BRUSSELS/PHILADELPHIA (Reuters) - InBev NV INTB.BR stuck to its original $46.3 billion takeover bid for reluctant target Anheuser-Busch Cos Inc (BUD.N) and said it would give Anheuser’s shareholders a voice in the battle if the U.S. brewer refused to open merger discussions.
InBev, the world’s second-largest brewer by volume, held to its offer of $65 per share in cash, saying it represented the full and fair value for Anheuser-Busch despite the weak stock markets. InBev reiterated it would pursue all options, but stopped short of launching a hostile takeover bid.
The offer marks an 18 percent premium over Anheuser-Busch’s record-high stock price in October 2002 and would put the valuation for Anheuser-Busch within the average price range for other beer-industry deals, and above the company’s recent cash-flow trading value.
Anheuser-Busch rejected InBev’s offer on Friday and set out a plan to cut $1 billion in costs and improve earnings in a bid to convince investors that InBev’s overture was too low.
InBev, the Belgian-based brewer of Stella Artois, Beck’s and Brahma, slammed Anheuser-Busch’s plan as having significant executional risks without any guarantee of a payoff for shareholders. InBev said its cash offer was more secure.
“In addition to guaranteeing immediate value for Anheuser-Busch shareholders, our proposal is predicated on an established track record of international expansion and consistent growth in profitability,” InBev said in a statement.
Shares of St Louis-based Anheuser-Busch, brewer of Budweiser and Michelob, closed on Tuesday at $61.94, down 18 cents, on the New York Stock Exchange.
Anheuser-Busch’s weak stock price makes it unlikely that InBev would be pressured to raise its bid to spark negotiations, one source said.
“If A-B had surged and topped the offer price, it might be different, but right now there’s no reason for InBev to budge,” said a source familiar with the situation.
“BUD shareholders already would be getting an immediate premium from InBev instead of waiting for a cost-cutting program to pay off,” the source said.
InBev would prefer to negotiate a friendly transaction to retain some key Anheuser-Busch executives and the goodwill of employees, the source said.
Yet InBev has already set some legal groundwork in preparation for a possible hostile attack.

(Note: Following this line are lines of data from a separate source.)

PR #484, opened 2019-12-21
number of steps in calc_minimize changed

samwaseda:
I increased `max_iter` because when a particularly large box is to be minimised, 1e5 was not always enough. Besides I don't see any particular reason why it should not be very large.


jan-janssen:
When the calculation does not finish within the number of steps, its status is set to not-converged right? So shouldn’t we try for calculations to fail as quickly as possible, in particular for large systems more steps might mean it takes forever and the user can always take the final structure and minimize from there. It is just like the electronic steps in DFT, I believe the number should be sufficiently small, so if electronic convergence is an issue, people have to set this parameter manually, which gives other users of the same protocol a hint that the electronic convergence is a parameter which might require more specific tuning when switching the materials system. Ideally we would have an algorithm to set these convergence parameter depending on the system but until we have such an algorithm, I am in favor of failing quickly, rather than wasting computing resources. 

But that is just my opinion, @liamhuber and @sudarsan-surendralal what is your take on this?

jan-janssen:
@samwaseda by the way I noticed that the azure tests started failing recently dude to some issue with Sphinx, maybe you can take a look at the logs and fix it in a separate pull request?

samwaseda:
> When the calculation does not finish within the number of steps, its status is set to not-converged right? So shouldn’t we try for calculations to fail as quickly as possible, in particular for large systems more steps might mean it takes forever and the user can always take the final structure and minimize from there. It is just like the electronic steps in DFT, I believe the number should be sufficiently small, so if electronic convergence is an issue, people have to set this parameter manually, which gives other users of the same protocol a hint that the electronic convergence is a parameter which might require more specific tuning when switching the materials system. Ideally we would have an algorithm to set these convergence parameter depending on the system but until we have such an algorithm, I am in favor of failing quickly, rather than wasting computing resources.
> 
> But that is just my opinion, @liamhuber and @sudarsan-surendralal what is your take on this?

I have following four arguments for my defence:

1. The number of steps in conjugate gradient grows with the degree of freedom, i.e. if a system with 1e5 atoms requires 2e5 steps, it most certainly fails if there are 1e6 atoms. So you don't have to have chosen a bad system for CG to fail in this sense, as the number of atoms simply prevents it from converging.
2. Increasing the force/energy convergence accuracy by a factor of 10 will most likely increase the number of CG steps by 10, but increasing the number of maximum iterations does not affect most of the systems. It changes the real number of steps only in special cases.
3. It is true that the philosophy of pyiron is to offer a minimalistic parameter set. But then in my opinion it should be considered for the force/energy convergence, because it is possible to estimate the final errors on various thermodynamic quantities (e.g. energy, pressure etc.) from the force/energy residuals, but it is absolutely impossible to estimate those errors from the number of steps (i.e. you can certainly not tell "the error on total energy will be around XXX if the number of steps is 1e5", while it's possible to say "the error on total energy will be around XXX if the force convergence is 1e-2 eV/A").
4. I don't think 1e6 steps in LAMMPS is outrageously large. In contrast, I might rather say 1e5 is very small.

samwaseda:
> @samwaseda by the way I noticed that the azure tests started failing recently dude to some issue with Sphinx, maybe you can take a look at the logs and fix it in a separate pull request?

Hmmm it does not look like something I changed recently. I guess the thermodynamic constants given in scipy is not the same for the case that failed. But again I don't know how this problem could be solved...

jan-janssen:
Instead of comparing to a string you could compare to `str(scipy.constants.physical_constants["Hartree energy in eV"][0])`.

samwaseda:
> Instead of comparing to a string you could compare to `str(scipy.constants.physical_constants["Hartree energy in eV"][0])`.

I submitted it [here](https://github.com/pyiron/pyiron/pull/486). I'll merge as soon as it passes all the tests.

samwaseda:
> @samwaseda by the way I noticed that the azure tests started failing recently dude to some issue with Sphinx, maybe you can take a look at the logs and fix it in a separate pull request?

So this problem has been solved

liamhuber:
First, I want to use this as an opportunity to plug the [simultaneous perturbation stochastic approximation](https://en.wikipedia.org/wiki/Simultaneous_perturbation_stochastic_approximation) for minimization problems, which is beautiful and doesn't scale with the number of DoF's in the way CG does. I'm not suggesting that we should abandon CG and use this (it's anyhow not implemented in Lammps), I just think it's really cool math and everyone should know about it.

Second, I agree with @samwaseda that for Lammps 1e6 is not an outrageous number of steps. If Lammps is going to fail to converge, I am suspicious that 99% of the time it will be because things are so sever that the actual Lammps process will crash and we won't lose any computing resources. Anyhow, Lammps runs are generally not so expensive.

Finally, I'd like to raise a bit of a philosophical question: do we even *want* **different defaults for the same physics**. I think the answer will be 'yes', and that the 'pyironic' thing to do is to choose specialized defaults for each program we bind to. @jan-janssen's point about failing fast is extremely important for DFT calculations, and even 1e5 steps is crazy. If I think for a moment about the synchronization of defaults these are my conclusions:

Pros:
- It is truer to the pyironic maxim of not caring what code is interpreting your system
- May be easier to debug what's gone wrong if the code which is passing silently is always doing exactly the same thing 
- The user is forced to think a bit about what they're doing and how their specific calculation differs from the pyiron 'standard'

Cons:
- Impossible to satisfy all codes; users would need to think about what they are doing and write specific values for more input fields
- The practical reality of maintaining perfect consistency may be difficult; perhaps complete inconsistency is less of a headache for users than near-consistency

Ultimately I think I come down on the side of the status quo -- keep defaults optimized on a per-code basis. But I wanted to stop for a minute and think about the higher-level philosophy we're embracing by doing this. I think the core tension is between the pyironic values of 'code ambivalence' and 'users don't need to provide much input'.

samwaseda:
@liamhuber I agree that that's a valuable discussion (and we should keep thinking about it over and over again), but I'd say here the statement **different defaults for the same physics** doesn't fully apply, because there is no physics in conjugate gradient, as long as it does not converge. Also, 1e5 is already different from VASP and SPHInX, so in this regard changing it to 1e6 does not make the things worse.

InBev last week filed suit in Delaware Chancery Court to establish that Anheuser shareholders could remove the entire board of directors.
InBev said on Tuesday the eight directors elected after 2006 were subject to removal and the purpose of the filing was to confirm its belief that the five directors elected in 2006 could also be replaced.
Anheuser said last week it would challenge InBev’s claim that the shareholders could remove the board.
“InBev remains committed to the combination and will pursue all available avenues that would allow Anheuser-Busch shareholders a direct voice in the process,” InBev said.
Some Anheuser-Busch shareholders have filed lawsuits seeking to force the U.S. brewer to consider InBev’s offer, according to court documents obtained by Reuters on Tuesday.
In one case filed on June 27 in the Court of Chancery of the State of Delaware, shareholders said Anheuser-Busch’s board breached its fiduciary responsibility by failing to properly consider and respond to InBev’s offer.
The lawsuit asked the court to prevent Anheuser-Busch “directors from entrenching themselves and causing the company to take unreasonable and disproportionate defensive measures.”
The lawsuit, which sought class-action status, also requested court intervention to prevent Anheuser-Busch from trying to hold negotiations to acquire the half of Mexican brewer Grupo Modelo GMODELOC.MX it does not already own.
InBev would have to raise its offer to at least $70 per share to persuade Anheuser-Busch to negotiate a friendly merger, analysts said.
“The options essentially remain the same after this announcement,” said Wim Hoste, analyst at KBC Securities.
“It’s a ping-pong match going back and forward. It’s still up to InBev to come out with a clear approach.”
Bank Degroof said in a research note it believed a friendly combination remained the most likely option, but “it is not unreasonable to assume that some shareholders are expecting a higher offer than $65 per share.”
Although unsolicited deals often result in higher offers once negotiations open, some recent deals suggest that a suitor can stick with its original offer and still win. News Corp NWSa.N, for example, won the hand of Dow Jones & Co without sweetening its $5.6 billion offer.
InBev shares closed at 43.25 euros, down 1.9 percent.